ÉTAPES D’UNE ŒUVRE
D’origine ardennaise du côté paternel et normande du côté maternel, Yves Florenne fut un brillant lycéen à Janson-de-Sailly puis à Buffon : il est premier au Concours général, et dès cette époque se passionne pour le théâtre, écrit des pièces dont son camarade Georges Wakhévitch compose les décors ; il donne aussi des nouvelles à divers journaux, collabore à L’Intransigeant et au Petit Parisien. Après le lycée, il fréquente à la fois la faculté de droit et la Sorbonne. En 1934, au Mercure de France où Alfred Vallette et Georges Duhamel l’accueillent chaleureusement, il publie son premier roman : Le Hameau de la solitude, et deux autres romans.
Puis vient la guerre. Résistant de la première heure, il se jette dans les combats clandestins, sauve plusieurs hommes en leur faisant passer, non sans danger, la ligne de démarcation. Il est arrêté, mené à la prison d’Autun, échappe de justesse à l’ennemi. Lui qui n’était pas avide d’honneurs et de décorations (quoiqu’il fût chevalier dans l’ordre des Arts et Lettres) était secrètement fier d’avoir reçu la médaille de la Résistance.
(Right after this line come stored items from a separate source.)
Issue #1201, opened 2025-11-18
CLI Improvement Phase 1:  Implement `dora topic info` Command


ZhangHanDong:
**Goal**: Display detailed metadata of a topic

**Functional Requirements**:

- Topic type (data type)
- Publisher list (node name, publishing frequency)
- Subscriber list (node name)
- Topic statistics (total message count, bandwidth)

**Technical Points**:

- Extend coordinator metadata query interface
- Format and output detailed information

**Acceptance Criteria**:

```bash
$ dora topic info /sensors/camera
Type: Image
Publishers:
  * camera_node (30.0 Hz)
Subscribers:
  * detector_node
  * logger_node
```

**Compatibility**: New command, does not affect existing functionality

heyong4725:
Closing — shipped.

`dora topic info` is implemented at `binaries/cli/src/command/topic/info.rs` and registered as a subcommand of `dora topic` (see `binaries/cli/src/command/topic/mod.rs`). The other topic subcommands (`echo`, `hz`, `list`, `pub`) ship alongside it.

If a specific gap remains in the implementation, please open a fresh focused issue with the missing capability.

PR #1261, opened 2025-12-12
feat: implement dora topic info command (#1201)

guptapratykshh:
#1201 

This PR adds a new dora topic info command that provides detailed metadata and real-time statistics about dataflow topics/outputs, making it easier to monitor and debug running dataflows.

The new command gives you a comprehensive view of any topic in your dataflow:

- Data Type: Shows the Arrow data type being transmitted (e.g., UInt64, String, List<Float32>)
- Publisher: Displays which node is publishing, along with its real-time frequency in Hz
- Subscribers: Lists all downstream nodes consuming this topic
- Statistics: Shows total message count and bandwidth usage over a configurable time window

### DIFF
--- a/binaries/cli/src/command/topic/info.rs
+++ b/binaries/cli/src/command/topic/info.rs
@@ -1,0 +1,344 @@
+use std::{
+    sync::{Arc, Mutex},
+    time::{Duration, Instant},
+};
+
+use arrow_schema::DataType;
+use clap::Args;
+use dora_core::{
+    config::InputMapping,
+    topics::{open_zenoh_session, zenoh_output_publish_topic},
+};
+use dora_message::{
+    common::Timestamped, daemon_to_daemon::InterDaemonEvent, metadata::ArrowTypeInfo,
+};
+use eyre::{Context, eyre};
+use tokio::runtime::Builder;
+
+use crate::{
+    command::{Executable, default_tracing, topic::selector::TopicSelector},
+    common::CoordinatorOptions,
+};
+
+/// Display detailed metadata of a topic.
+///
+/// Shows topic type, publisher, subscribers, and statistics (message count,
+/// bandwidth, publishing frequency).
+///
+/// Examples:
+///
+/// Get info for a single topic:
+///   dora topic info -d my-dataflow camera_node/image
+///
+/// Note: The dataflow descriptor must include the following snippet so that
+/// runtime messages can be inspected (or messages must cross machine
+/// boundaries so they are forwarded through zenoh):
+///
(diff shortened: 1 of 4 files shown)


binaries/cli/src/command/topic/info.rs
```diff
@@ -0,0 +1,353 @@
...
+        let subscribe_topic = zenoh_output_publish_topic(
+            dataflow_id_clone,
+            &topic_clone.node_id,
+            &topic_clone.data_id,
+        );
+        let subscriber = zenoh_session
+            .declare_subscriber(subscribe_topic)
+            .await
+            .map_err(|e| eyre!(e))
+            .wrap_err_with(|| format!("failed to subscribe to {}", topic_clone))?;
```
phil-opp, line 171: This will only work for messages that are sent across machines (or require the debug flag to send everything to zenoh). We should note that.

binaries/cli/src/command/topic/info.rs
```diff
@@ -0,0 +1,353 @@
...
+
+        let start_time = Instant::now();
+        let duration_duration = Duration::from_secs(duration);
```
phil-opp: `duration_duration` is a weird name. Why not just `duration`?

binaries/cli/src/command/topic/info.rs
```diff
@@ -0,0 +1,353 @@
...
+
+        // Collect messages for the specified duration
+        while start_time.elapsed() < duration_duration {
+            if let Ok(sample) = tokio::time::timeout(
+                duration_duration - start_time.elapsed(),
```
phil-opp: It's easier to use `timeout_at`, then we only have to compute the end time once.

binaries/cli/src/command/topic/info.rs
```diff
@@ -0,0 +1,353 @@
...
+            .await
+            .map_err(|e| eyre!(e))
+            .wrap_err_with(|| format!("failed to subscribe to {}", topic_clone))?;
+
+        let start_time = Instant::now();
+        let duration_duration = Duration::from_secs(duration);
+
+        // Collect messages for the specified duration
+        while start_time.elapsed() < duration_duration {
+            if let Ok(sample) = tokio::time::timeout(
```
phil-opp: Instead of `if let Ok(sample) = ... { ... } else { break }` I would prefer `let Ok(sample) = ... else {break;};` here (less rightward drift and `break` is closer to condition)

guptapratykshh: done

Issue #1202, opened 2025-11-18
CLI Improvement Phase 1:  Implement `dora node list` Command


ZhangHanDong:
**Goal**: List all currently running nodes and their status

**Functional Requirements**:

- Display node name, status (Running/Stopped/Error), PID, CPU, memory
- Support filtering by dataflow: `dora node list --dataflow <name>`
- Support `--format json` output

**Technical Points**:

- Retrieve node information from coordinator
- Query system resource usage (using `sysinfo` library)

**Acceptance Criteria**:

```bash
$ dora node list
NODE            STATUS    PID     CPU    MEMORY
camera_node     Running   12345   5.2%   120 MB
detector_node   Running   12346   15.8%  450 MB
planner_node    Error     -       -      -
```

**Compatibility**: New command, does not affect existing functionality

**Dependencies**: Introduce `sysinfo` crate

heyong4725:
Closing — shipped.

`dora node list` is implemented at `binaries/cli/src/command/node/list.rs` and registered under the `dora node` subcommand group (`binaries/cli/src/command/node/mod.rs`). The `dora node` group also ships `add`, `connect`, `disconnect`, `info`, `remove`, `restart`, `stop`.

If a specific gap remains, please open a fresh focused issue.

PR #1262, opened 2025-12-13
feat: implement dora node list command with metrics and filtering (#1202)

guptapratykshh:
This PR adds dora node list command (#1202) to list all currently running nodes and their resource metrics. The command offers both table and JSON formats. It shows the node name, status, PID, CPU usage, and memory consumption. Users can filter by dataflow name or UUID.

The implementation uses current metrics collection system. The daemon collects process metrics every 2 seconds with the sysinfo crate. It sends these metrics to the coordinator through NodeMetrics events. The CLI queries the coordinator using the GetNodeInfo request/reply protocol to get node information and formats it for display.

### DIFF
--- a/binaries/cli/src/command/mod.rs
+++ b/binaries/cli/src/command/mod.rs
@@ -9,6 +9,7 @@ mod inspect;
 mod list;
 mod logs;
 mod new;
+mod node;
 mod run;
 mod runtime;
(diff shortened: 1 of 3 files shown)


phil-opp (approved):
Looks good, thank you!

PR #3011, opened 2026-08-04
fix(python): drain pending memory-pool frees in \`recv_async\`

### LINKED ISSUE #2958: python-node: `recv_async()` skips memory-pool free draining, so async nodes never release freed GPU/shmem resources
`Node.recv_async()` is the only one of the four Python receive methods that
doesn't drain the pending memory-pool free set, so async nodes never release
GPU IPC handles, transit buffers, or shmem mappings for pools other nodes
have freed.

Call sites in `apis/python/node/src/lib.rs` (at `7a15da24`):

```
1259  self.process_pending_memory_pool_frees(py);   // next()
1347  self.process_pending_memory_pool_frees(py);   // drain()
1377  self.process_pending_memory_pool_frees(py);   // try_recv()
      (missing)                                     // recv_async()  :1411
```

`__next__` delegates to `next()`, so it's covered. `PENDING_FREES` is only
emptied by `drain_freed_pools()`, so a loop that is exclusively
`await node.recv_async()` never cleans up. Fails silently the symptom
shows up later as a CUDA OOM elsewhere.

This contradicts the contract in
`apis/rust/node/src/event_stream/memory_pool.rs:1-9`: *"The language binding
drains this set before yielding the next user-visible event."*

Introduced in #2619 (`e99ba212`), which wired three of the four paths;
`recv_async` predates it (#909), so it looks like a missed call site:

```
$ git log --oneline -S "process_pending_memory_pool_frees" -- apis/python/node/src/lib.rs
e99ba212 feat(memory-pool): GPU-to-GPU adaptive transport ... (#2619)
```

### Fix

Drain before the await, so it also runs when `recv_async` returns `None`:

```rust
pub async fn recv_async(&self, timeout: Option<f32>) -> PyResult<Option<Py<PyDict>>> {
    Python::attach(|py| self.process_pending_memory_pool_frees(py));
    let timeout = timeout_to_duration(timeout)?;
    ...
```

The scoped `attach` drops the GIL before the suspend point. Regression test
would fit alongside `test_mock_node_recv_async_loop`.

Distinct from #2935 (daemon never sends the broadcast), #2934/#2940 (wrong
pointer in the cleanup itself), and #2881 (crash/removal path).

phil-opp:
`recv_async` was the one of the Python node's four receive paths that skipped
`process_pending_memory_pool_frees`, so a node whose loop is exclusively
`await node.recv_async()` never released its GPU IPC handles, transit buffers,
or shmem mappings for pools that another node freed. `PENDING_FREES` is only
emptied by `drain_freed_pools()`, so the set just grew — the leak is silent and
surfaces later as a CUDA OOM somewhere unrelated.

`next`/`drain`/`try_recv` were wired up in #2619; `recv_async` predates it
(#909) and was missed. The drain runs before the await so it also covers the
`None` (stream closed) path, and the scoped `attach` drops the GIL before the
suspend point.

Pinned by a guard test over the four receive methods — `Node` needs a live
daemon connection to construct, so the invariant can't be asserted
behaviourally in a unit test.

Fixes #2958

### DIFF
--- a/apis/python/node/src/lib.rs
+++ b/apis/python/node/src/lib.rs
@@ -1409,6 +1409,13 @@ impl Node {
     #[pyo3(signature = (timeout=None))]
     #[allow(clippy::should_implement_trait)]
     pub async fn recv_async(&self, timeout: Option<f32>) -> PyResult<Option<Py<PyDict>>> {
+        // Same cleanup contract as `next`/`drain`/`try_recv`: release the
+        // per-process resources of pools that other nodes freed before
+        // yielding the next user-visible event.  Done *before* the await so
+        // that it also runs on the `None` (stream closed) path, and so the
+        // scoped `attach` drops the GIL before the suspend point.
+        Python::attach(|py| self.process_pending_memory_pool_frees(py));
+
         let timeout = timeout_to_duration(timeout)?;
         let event = self.events.recv_async_timeout(timeout).await;
         if let Some(event) = event {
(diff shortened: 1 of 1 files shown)


phil-opp:

- The one-line fix (`apis/python/node/src/lib.rs:1418`) correctly runs `process_pending_memory_pool_frees` before the `.await`, so it also fires on the `None`/stream-closed path, and the scoped `Python::attach` releases the GIL before the suspend point — matching the reasoning in the commit.
- It brings `recv_async` in line with the `next`/`drain`/`try_recv` paths, closing the `await`-only leak.
- The guard test genuinely exercises the invariant: it would fail if the drain call were removed from any of the four methods, and the `__next__`-delegates-to-`next` escape hatch is explicitly checked. Asserting on source is a fair compromise given `Node` requires a live daemon connection to construct.

Minor, non-blocking: `method_body`'s brace matching is naive (it would miscount a `{`/`}` inside a string or char literal in one of those method bodies). It's self-guarding — a miscount fails the test loudly rather than passing silently — so it can't hide a real regression, but a future edit that introduces a braced literal into one of these bodies could produce a confusing failure.

---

Après la guerre, il participe activement au renouveau du théâtre et à sa décentralisation. Il a fait beaucoup pour l’essor des festivals : Arles, Aix, Avignon. Il écrit pour le théâtre. Sa belle adaptation d’Antigone est créée en 1953 par la Comédie de Saint-Étienne de Jean Dasté. Raymond Hermantier monte en 1956 au Festival de Nîmes Le Cavalier d’or qui avait obtenu le grand prix de la première pièce et qu’avaient apprécié Albert Camus, Charles Dullin, Michel de Ghelderode (ce dernier célébrait « un poète dramatique, une œuvre parmi les exceptionnelles du temps »). Marie-Hélène Dasté, fille de Jacques Copeau, fit les costumes du Cavalier d’or qui fut joué plusieurs fois par la suite.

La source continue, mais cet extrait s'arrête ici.